PMCID: PMC6201649 PMID: 30405282

Abstract

Introduction:

Critically ill severe malaria constitutes one of the major hospital admissions in Indian setting. Clinical studies identifying the factors associated with acute kidney injury (AKI) in malaria are lacking. This study aimed to identify these factors.

Methods:

This prospective observational study was conducted in a tertiary care center of North India. All adult patients with severe malaria were studied during 2012–2014.

Results:

The study included 79 patients and AKI was observed in 36 patients. Of these 79 patients, 52.7% were Plasmodium falciparum positive and 47.2% were Plasmodium vivax positive. In AKI patients, thrombocytopenia and jaundice were the most common other complications seen. Among P. vivax malarial patients, 17 (36%) patients had AKI. Features associated with AKI among patients admitted with P. vivax malaria were as follows: tachycardia (adjusted relative risk [RR]: 3.9; 95% confidence interval [CI]: 1.1–13.7), direct hyperbilirubinemia (adjusted RR: 4.7; 95% CI: 1.4–15.2), anemia (adjusted RR: 6; 95% CI: 1.7–22.4), and sepsis (adjusted RR: 3.3; 95% CI: 1.1–13.7). The presence of tachycardia, acidosis, cerebral malaria, acute respiratory distress syndrome/acute lung injury, hypotensive shock, and poor Glasgow Coma Scale were associated with higher mortality in patients with AKI. Patients who required mechanical ventilation and/or vasopressor support had higher mortality.

Conclusion:

P. vivax is an important cause of severe malaria with AKI in our setting. Various other clinical features are associated with AKI and related mortality.

Keywords: Acute kidney injury, critically ill, severe malaria

INTRODUCTION

Tropical countries, including India, carry the major burden of malaria. Severe malaria is diagnosed by demonstrating asexual forms of the malaria parasites in the blood in a patient with a potentially fatal manifestation or complication of malaria in whom other diagnoses have been excluded. Our intensive care team deals routinely with malaria complications as they require critical care management. These complications, as defined by the WHO, include cerebral malaria, pulmonary edema, acute renal failure, acidosis, hypoglycemia, severe anemia, bleeding, jaundice, and shock. Recent evidence is that the overall burden, economic impact, and severity of Plasmodium vivax have been underestimated.[1]

Malaria contributes 2%–39% to overall hospital admissions for acute kidney injury (AKI). In endemic areas, the incidence of AKI may be >4% of malaria cases. Among those with severe parasitemia, as many as 60% develop AKI. Renal involvement has been reported in Plasmodium falciparum, Plasmodium malariae, and recently in P. vivax infections. AKI is usually seen at the end of the 1^st week and is nonoliguric in 50%–75%.[2] In view of the high mortality rates associated with AKI, it is critical to identify the clinical and laboratory parameters associated with AKI in a patient with malaria, to avoid progression to renal failure. Good hydration, monitoring of urine output, and renal function with careful use of nephrotoxic medications are the bedrock of supportive care. Timely transfer for dialysis is particularly important and is a challenging issue in resource-limited settings.
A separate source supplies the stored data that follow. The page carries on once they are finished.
PR #4742, opened 2026-08-18
[DEV-15853]: Initial update to FABS loader mapping values for GSDM 1.2

gregrholden:
## Description:
DEV-15853: Update the FABS loader to map action types
First pass at mapping the action types for the FABS loader. This PR only adds the mappings, it does not handle the one-time backfill script that will be built out after this gets merged to the GSDM branch.
UPDATE (8/21): Added in a first pass at the backfill script, with some integration tests for mocking the load to/from delta workflow for the backfill script.

## Technical Details:
1. It's unclear if the `gsdm_maps.py` file is used in the project, but it contained a list of mappings, including those being updated. As such, it was updated to reflect the incoming changes.
2. The `transactions/delta_models/transaction_fabs.py` code contained the column data/mapping for the FABS loader being called by `etl/management/commands/load_transactions_in_delta.py`. The updates pass a scalar transformation over the input values for the action_type column so that those values are updated appropriately according to the new mappings for GSDM 1.2. The column info and normalized column info columns were updated with the new mappings.
3. UPDATED: The `etl/management/commands/backfill_fabs_action_types.py` file adds in SQL/Spark updates to run one-time commands that update the respective Postgres/Delta tables for the FABS data.
4. UPDATED: The `etl/tests/integration/test_backfill_fabs_action_types.py` file creates some mocked Spark tests imitates some of the other tests in that folder performing similar tests against Delta/Spark in order to check that the backfill script works correctly without local data to test it on.

## Requirements for PR Merge:

    1. API Contracts
    2. API UI
    6. Comments
5. [ ] Data validation completed (examples listed below)
8. [x] Jira Ticket(s)
    1. [DEV-15853](https://federal-spending-transparency.atlassian.net/browse/DEV-15853)

[DEV-15853]: https://federal-spending-transparency.atlassian.net/browse/DEV-15853?atlOrigin=eyJpIjoiNWRkNTljNzYxNjVmNDY3MDlhMDU5Y2ZhYzA5YTRkZjUiLCJwIjoiZ2l0aHViLWNvbS1KU1cifQ

### DIFF
--- a/usaspending_api/etl/management/commands/backfill_fabs_action_types.py
+++ b/usaspending_api/etl/management/commands/backfill_fabs_action_types.py
@@ -43,20 +43,6 @@ class Command(BaseCommand):
             WHEN action_type = 'C' THEN 'Other Action, Financial'
             WHEN action_type = 'D' THEN 'Other Action, Financial'
             WHEN action_type = 'E' THEN 'Mixed Aggregate'
-            WHEN action_type = 'A1' THEN 'New Award'
-            WHEN action_type = 'A2' THEN 'Renewal Award'
-            WHEN action_type = 'B1' THEN 'Continuation'
-            WHEN action_type = 'C1' THEN 'Termination Initiated: Material Failure to Comply'
-            WHEN action_type = 'C2' THEN 'Termination Initiated: Mutual Consent'
-            WHEN action_type = 'C3' THEN 'Termination Initiated: Recipient-Initiated'
-            WHEN action_type = 'C4' THEN (
-                'Termination Initiated: No Longer Effectuates Program Goals or Agency Priorities'
-            )
-            WHEN action_type = 'D1' THEN 'Closeout'
-            WHEN action_type = 'E1' THEN 'Recipient Change'
-            WHEN action_type = 'EX' THEN 'Other Action, Non-Financial'
-            WHEN action_type = 'FX' THEN 'Other Action, Financial'
-            WHEN action_type = 'G1' THEN 'Mixed Aggregate'
             ELSE action_type_description
         END
     """
@@ -84,18 +70,11 @@ class Command(BaseCommand):
                 int.transaction_normalized, rpt.transaction_search)
             """,
         )
-        parser.add_argument(
-            "--spark-master",
-            type=str,
-            default=None,
-            help="Spark master URL (e.g., spark://spark-master:7077). If not provided, uses local mode.",
-        )
 
     def handle(self, *args, **options) -> None:
         dry_run = options["dry_run"]
         postgres_only = options["postgres_only"]
         delta_only = options["delta_only"]
-        spark_master = options.get("spark_master")
 
         if postgres_only and delta_only:
             raise ValueError("Cannot specify both --postgres-only and --delta-only")
@@ -113,9 +92,7 @@ class Command(BaseCommand):
         # Update Delta tables.
         if not postgres_only:
             logger.info("Updating Delta tables...")
-            if spark_master:
-                logger.info(f"Connecting to Spark cluster at: {spark_master}")
-            self.update_delta_tables(dry_run, spark_master=spark_master)
+            self.update_delta_tables(dry_run)
 
         logger.info("FABS action type backfill complete!")
 
@@ -192,13 +169,11 @@ class Command(BaseCommand):
                 cursor.execute(self._generate_update_sql("source_assistance_transaction"))
                 logger.info(f"Updated {cursor.rowcount} records in source_assistance_transaction")
 
-    def update_delta_tables(self, dry_run: bool, spark_master: str = None) -> None:
+    def update_delta_tables(self, dry_run: bool) -> None:
         """Update action_type and action_type_description in Delta tables.
 
         Args:
-            dry_run: If True, only count records without making changes
-            spark_master: Spark master URL (e.g., spark://spark-master:7077).
-                         If None, runs in local mode (requires Java).
+            dry_run: If True, only count records without making changes.
         """
 
         # Initialize Spark session.
@@ -216,7 +191,7 @@ class Command(BaseCommand):
                 "spark.sql.jsonGenerator.ignoreNullFields": "false",  # keep nulls in our json
             }
             # Pass master parameter to configure_spark_session
-            self.spark = configure_spark_session(**extra_conf, master=spark_master, spark_context=self.spark)
+            self.spark = configure_spark_session(**extra_conf, spark_context=self.spark)
 
         try:
             # Update raw.published_fabs.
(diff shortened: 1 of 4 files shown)


usaspending_api/transactions/delta_models/transaction_fabs.py
```diff
@@ -2,8 +2,54 @@
...
 TRANSACTION_FABS_COLUMN_INFO = [
     TransactionColumn("action_date", "action_date", "STRING", "string_datetime_remove_timestamp"),
-    TransactionColumn("action_type", "action_type", "STRING"),
-    TransactionColumn("action_type_description", "action_type_description", "STRING"),
+    TransactionColumn(
+        "action_type",
+        "action_type",
+        "STRING",
+        scalar_transformation="""CASE
+            WHEN {input} IN ('0', '') OR {input} IS NULL THEN 'A1'
```
zachflanders-frb: > a NULL code under the Old column means that the Action Type is new and won’t need to be mapped

Does this mean that nulls should stay nulls?

gregrholden: That's a good question and I think it's confused by what's meant by "NULL code under the `Old` column". I read it as referring to the chart itself, meaning don't create a 1-to-1 mapping for those rows, which I haven't done. But a NULL or 0 `value` in the data itself is something else. This mapping only impacts new, incoming transactions and since there's a note saying to handle 0 and NULL I assumed, as they're new entries, they would get placed in A1. But definitely need input from @sethstoudenmier or the Broker team on this to clarify.

sethstoudenmier: Terrible wording on my part for the ticket and @gregrholden you are correct in your assumption that it refers to the table above in the ticket. This is referencing the table above that contains an "Old" column. For something such as "A2" there would be no need to perform a mapping because it is a "New" value. The use of `ELSE {input}` handles the intent of that bullet.

sethstoudenmier: >This mapping only impacts new, incoming transactions and since there's a note saying to handle 0 and NULL I assumed, as they're new entries, they would get placed in A1

This piece is not correct however; we would want only `A` to be mapped to `A1`. And to @zachflanders-frb point the null values should continue to be null via the `ELSE`.

sethstoudenmier: > NOTE: 0 and NULL should both be handle

This line in the AC is referring to how you handle the `EX` case.

usaspending_api/etl/management/commands/backfill_fabs_action_types.py
```diff
@@ -0,0 +1,301 @@
...
+                Only update Delta tables (raw.published_fabs, int.transaction_fabs,
+                int.transaction_normalized, rpt.transaction_search)
+            """,
+        )
+        parser.add_argument(
+            "--spark-master",
+            type=str,
+            default=None,
+            help="Spark master URL (e.g., spark://spark-master:7077). If not provided, uses local mode.",
+        )
```
sethstoudenmier: Did you need this for anything? With how we run Spark jobs we wouldn't exactly have this detail on hand. The Spark jobs should be able to run without specifying the master.

usaspending_api/etl/management/commands/backfill_fabs_action_types.py
```diff
@@ -0,0 +1,301 @@
...
+        if additional_where:
+            where_clause = f"{additional_where} AND ({where_clause})"
+
+        return f"""
+            UPDATE {table_name}
+            SET
+                action_type = {self.ACTION_TYPE_MAPPING},
+                action_type_description = {self.ACTION_TYPE_DESCRIPTION_MAPPING}
+            WHERE {where_clause}
+        """
```
sethstoudenmier, line 119: We will want to test this on `transaction_search` in QAT. The table is extremely large and may result in this taking a really long time. Another option that is more involved, but probably more efficient is to update `transaction_search` in Delta and then copy it down to Postgres, replacing the current Postgres table entirely.

usaspending_api/etl/tests/integration/test_backfill_fabs_action_types.py
```diff
@@ -0,0 +1,141 @@
...
+    load_delta_table_from_postgres("published_fabs", s3_unittest_data_bucket)
+
+    call_command(
+        "create_delta_table", f"--spark-s3-bucket={s3_unittest_data_bucket}", "--destination-table=transaction_fabs"
+    )
+    call_command(
+        "create_delta_table",
+        f"--spark-s3-bucket={s3_unittest_data_bucket}",
+        "--destination-table=transaction_normalized",
+    )
```
sethstoudenmier: Assuming this is here because the backfill script handles all Delta tables? Not going to block over it, but it would be nice to only call out to Spark if it is needed to reduce time spent on tests.

usaspending_api/transactions/delta_models/transaction_fabs.py
```diff
@@ -2,8 +2,52 @@
...
+            WHEN ucase(trim(action_type)) = 'C2' THEN 'Termination Initiated: Mutual Consent'
+            WHEN ucase(trim(action_type)) = 'C3' THEN 'Termination Initiated: Recipient-Initiated'
+            WHEN ucase(trim(action_type)) = 'C4' THEN (
+                'Termination Initiated: No Longer Effectuates Program Goals or Agency Priorities'
+            )
+            WHEN ucase(trim(action_type)) = 'D1' THEN 'Closeout'
+            WHEN ucase(trim(action_type)) = 'E1' THEN 'Recipient Change'
+            WHEN ucase(trim(action_type)) = 'EX' THEN 'Other Action, Non-Financial'
+            WHEN ucase(trim(action_type)) = 'FX' THEN 'Other Action, Financial'
+            WHEN ucase(trim(action_type)) = 'G1' THEN 'Mixed Aggregate'
```
sethstoudenmier: Similar to the mapping above, I would have it be either a mapping of an old description to a new or you simply use the new via the `else`. That way we don't need to make additional changes should a description change and we decided not to backfill.

sethstoudenmier (changes requested):

usaspending_api/etl/management/commands/backfill_fabs_action_types.py
gregrholden: No. Was playing with Spark options/configs locally and forgot to remove from the PR. Removing in next push.

usaspending_api/etl/management/commands/backfill_fabs_action_types.py
gregrholden: Not sure I understand this one. Should I remove the call to update this table in PG? Or do you mean to rewrite this update to be a Delta update instead?

usaspending_api/etl/tests/integration/test_backfill_fabs_action_types.py
gregrholden: Removing in next push.

usaspending_api/transactions/delta_models/transaction_fabs.py
gregrholden: Fixing in next push.

sethstoudenmier (approved):

PR #4736, opened 2026-08-13
[DEV-15246] - Adding pgvector migration

zachflanders-frb:
## Description:
This PR adds pgvector extension to our database via a django migration.

## Technical Details:
I added a dockerfile for our usaspending-db service to install pgvector

## Requirements for PR Merge:
4. [ ] Appropriate Operations ticket(s) created
5. [x] Jira Ticket(s)
    1. [DEV-15246](https://federal-spending-transparency.atlassian.net/browse/DEV-15246)

### Explain N/A in above checklist:

[DEV-15246]: https://federal-spending-transparency.atlassian.net/browse/DEV-15246?atlOrigin=eyJpIjoiNWRkNTljNzYxNjVmNDY3MDlhMDU5Y2ZhYzA5YTRkZjUiLCJwIjoiZ2l0aHViLWNvbS1KU1cifQ

PR #4743, opened 2026-08-18
[DEV-15246] - Add Embedding Mixin

zachflanders-frb:
## Description:
This is PR 2/3 for this ticket.  The [first PR](https://github.com/fedspendingtransparency/usaspending-api/pull/4736) included a migration and changes to the local db setup to support pgvector. This PR adds the EmbeddingMixin and updates the models to inherit from this Mixin.  It includes migrations for adding the embedding and embedding_generated_at fields to these models.  The third PR will include a django management command for populating these embeddings.

## Requirements for PR Merge:

5. [x] Jira Ticket(s)
    1. [DEV-15246](https://federal-spending-transparency.atlassian.net/browse/DEV-15246)

[DEV-15246]: https://federal-spending-transparency.atlassian.net/browse/DEV-15246?atlOrigin=eyJpIjoiNWRkNTljNzYxNjVmNDY3MDlhMDU5Y2ZhYzA5YTRkZjUiLCJwIjoiZ2l0aHViLWNvbS1KU1cifQ


usaspending_api/common/mixins.py
```diff
@@ -283,3 +290,60 @@ def build_response(self, request: Request, *args, **kwargs) -> Any:
...
+            logger.debug(f"Embedding already exists for: {self.__class__.__name__} {self.pk}")
+        else:
+            text = self.get_embedding_text()
+
+            if not text or not text.strip():
+                logger.warning(f"Embedding text is empty for: {self.__class__.__name__} {self.pk}")
+            else:
+                try:
+                    generator = self.get_embedding_generator()
+                    self.embedding = generator.generate_embedding(text)
```
james-at-kc, line 321: The EmbeddingGenerator .generate_embedding() routine 
- catches errors and returns None,
- returns None if there is no "embedding" key in the response

In this case, the values will be:
- self.embedding = None, 
- self.embedding_generated_at = now,
- did_generate = True,

I think this needs to accommodate a return value of None from the EmbeddingGenerator .generate_embedding() function

james-at-kc (changes requested):

usaspending_api/common/mixins.py
zachflanders-frb: Good catch!

usaspending_api/common/mixins.py
```diff
@@ -283,3 +290,60 @@ def build_response(self, request: Request, *args, **kwargs) -> Any:
...
+
+    def save(
+        self,
+        auto_generate_embedding: bool = True,
+        force_generate_embedding: bool = False,
+        verbose: bool = False,
+        *args,
+        **kwargs,
+    ) -> None:
+        if auto_generate_embedding and not self.has_embedding or force_generate_embedding:
```
aguest-kc: For clarity can we add parentheses here to separate the checks?


```suggestion
        if (auto_generate_embedding and not self.has_embedding) or force_generate_embedding:
```

usaspending_api/common/mixins.py
zachflanders-frb: good catch!

james-at-kc (dismissed):
LGTM!

aguest-kc (approved):

PR #4746, opened 2026-08-18
[DEV-15246] - add generate embeddings command

zachflanders-frb:
## Description:
This is PR 3/3 for this feature. [The first PR](https://github.com/fedspendingtransparency/usaspending-api/pull/4736) added the pgvector extension to the app, [the second PR](https://github.com/fedspendingtransparency/usaspending-api/pull/4743) adds the EmbeddingMixin and the fields on the models that should have embeddings generated.  This PR adds the django management command to generate these embeddings. 

## Technical Details:
These embeddings will potentially take several hours to generate, but will only need to be generated once.  The embeddings are auto generated on object save or creation. The existing loaders (e.g. load_naics) will generate embeddings for new records created with get_or_create, but updated or bulk_update records bypass the save method and will need to be manually regenerated.  If the embedding fails the save will continue without an exception being raised, so it will still work in the legacy aws environment if bedrock is not available.

## Requirements for PR Merge:

5. [x] Jira Ticket(s)
    1. [DEV-15246](https://federal-spending-transparency.atlassian.net/browse/DEV-15246)

[DEV-15246]: https://federal-spending-transparency.atlassian.net/browse/DEV-15246?atlOrigin=eyJpIjoiNWRkNTljNzYxNjVmNDY3MDlhMDU5Y2ZhYzA5YTRkZjUiLCJwIjoiZ2l0aHViLWNvbS1KU1cifQ


usaspending_api/llm/management/commands/generate_embeddings.py
```diff
@@ -0,0 +1,205 @@
...
+                embedding_models.append(model)
+        return embedding_models
+
+    def process_model(
+        self,
+        model_class: Type[Model],
+        batch_size: int,
+        force: bool,
+        dry_run: bool,
+        limit: int = None,
```
aguest-kc: Can you add a type of `None` to this type hint since the default value is `None`?


```suggestion
        limit: int | None = None,
```

usaspending_api/llm/management/commands/generate_embeddings.py
```diff
@@ -0,0 +1,205 @@
...
+from django.apps import apps
+from django.core.management.base import BaseCommand, CommandError
+from django.db.models import Model, QuerySet
+
+from usaspending_api.common.mixins import EmbeddingMixin
+
+logger = logging.getLogger(__name__)
+
+
+class Command(BaseCommand):
```
aguest-kc, line 14: To be consistent with other management commands, can you add a `help` property to the command that explains what it's doing?

usaspending_api/llm/management/commands/generate_embeddings.py
```diff
@@ -0,0 +1,205 @@
...
+        self.stdout.write(f"Processing: {model_name} (dimensions: {dimensions})")
+
+        queryset = self._build_queryset(model_class, force, limit)
+        total = queryset.count()
+
+        if total == 0:
+            self.stdout.write(self.style.SUCCESS(f"No {model_name} records need embeddings"))
+            return 0, 0
+
+        pks_to_process = list(queryset.values_list("pk", flat=True))
```
aguest-kc: Not a big issue, but this block runs two queries and they could be consolidated into one query.


```suggestion
        pks_to_process = list(queryset.values_list("pk", flat=True))
        total = len(pks_to_process)

        if total == 0:
            self.stdout.write(self.style.SUCCESS(f"No {model_name} records need embeddings"))
            return 0, 0
```

aguest-kc (changes requested):
Overall looks good! I requested two changes and left one improvement suggestion.

aguest-kc (dismissed):

aguest-kc (approved):

PR #4754, opened 2026-08-27
Update ai_models.yaml to increase titan max tokens

zachflanders-frb:
## Description:
Amazon titan has a max tokens of 8192.  The embedding generator and the models'  `get_embedding_text` methods were built with this assumption.  5000 may truncate the text and result in worse performance.


gregrholden (approved):
The update is in line with the Anthropic model maxToken values. Looks good to me.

Our study was designed to estimate the incidence and analyze the parameters associated with AKI in severe malaria. Such data from Indian settings are scarce.

METHODS

Ours was a prospective observational study conducted in a tertiary care center of North India from 2012 to 2014. All patients >12 years with confirmed severe malaria who were willing to participate were studied. A total of 64 severe malaria cases without AKI were needed to estimate the incidence with 95% confidence interval (CI) and 25% relative precision. Patients on nephrotoxic drugs, with other chronic diseases, or patients not giving consent were excluded from the study. Patients were followed up till a month after discharge or death. The diagnosis of malaria was made on all patients screened for acute febrile illness by a positive plasmodium lactate dehydrogenase antigen-based rapid diagnostic test and peripheral blood film confirmed on Giemsa stain.

Apart from the parasite density, percentage of parasitized red blood cells (parasitemia percentage) and the presence of one or more schizonts in the Giemsa-stained smear were also noted. Blood samples were taken on the day of admission for full blood count, renal function, liver function, glucose, and arterial blood gas analysis. A chest radiograph was obtained, and blood was collected for bacterial culture sensitivity, Widal test, HIV, hepatitis profile, NS1 antigen for dengue, Leptospira serology, and other specific tests (i.e., lumbar puncture) to exclude any other infection according to symptoms as clinically indicated.

AKI network (AKIN) criteria to define AKI in patients with severe malaria were used as these criteria are more sensitive and specific. It differs from RIFLE (Risk, injury, failure, loss and end stage kidney disease) classification, in that it reduces the need for baseline creatinine but requires two creatinine values within 48 h.[3] Serum creatinine 1.5–2 times from baseline or 25 μmol/L from baseline increase or urine output <400 mL/24 h or <0.5 mL/kg/h were taken to be indicative of AKI. Renal replacement therapy was given in the form of hemodialysis as indicated.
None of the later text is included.